§ **WHAT IS NEEDED**
List each line of the data in which the string "PermissionQuery" appears.
*** EXTRACTED INFORMATION ***
PR #1153, opened 2017-02-21
Cast proxy_for_id to integer before joining on an integer field

### LINKED ISSUE #1152: Type mismatch in PermissionQuery
When I try to transition an object in a Sipity workflow, I get an error in PermissionQuery.scope_users_for_entity_and_roles: "ActiveRecord::StatementInvalid (PG::UndefinedFunction: ERROR:  operator does not exist: integer = character varying", because there is a mismatch between the user.id column (integer) and the subquery (which produces varchars).  Note: this error doesn't happen with SQLite, but does happen with PostgreSQL.

The query is being executed here: https://github.com/projecthydra/curation_concerns/blob/master/app/services/curation_concerns/workflow/permission_query.rb#L267

We should be able to explicitly cast the user.id value to a varchar.

escowles:
Fixes #1152 

Porting https://github.com/projecthydra-labs/hyrax/commit/094c540124cb501f35a71e312954acbbdb13179c

### DIFF
--- a/app/services/curation_concerns/workflow/permission_query.rb
+++ b/app/services/curation_concerns/workflow/permission_query.rb
@@ -257,7 +257,10 @@ module CurationConcerns
             .and(entity_responsibilities[:entity_id].eq(entity.id))
         )
 
-        sub_query_for_user = agent_table.project(agent_table[:proxy_for_id]).where(
+        # PostgreSQL requires an explicit cast from string to integer
+        cast = Arel::Nodes::NamedFunction.new "CAST", [agent_table[:proxy_for_id].as("integer")]
+
+        sub_query_for_user = agent_table.project(cast).where(
           agent_table[:id].in(workflow_agent_id_subquery)
             .or(agent_table[:id].in(entity_agent_id_subquery))
         ).where(


app/services/curation_concerns/workflow/permission_query.rb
*** End of EXTRACTED INFORMATION ***
§ **TASK SOLUTION**
### LINKED ISSUE #1152: Type mismatch in PermissionQuery
When I try to transition an object in a Sipity workflow, I get an error in PermissionQuery.scope_users_for_entity_and_roles: "ActiveRecord::StatementInvalid (PG::UndefinedFunction: ERROR:  operator does not exist: integer = character varying", because there is a mismatch between the user.id column (integer) and the subquery (which produces varchars).  Note: this error doesn't happen with SQLite, but does happen with PostgreSQL.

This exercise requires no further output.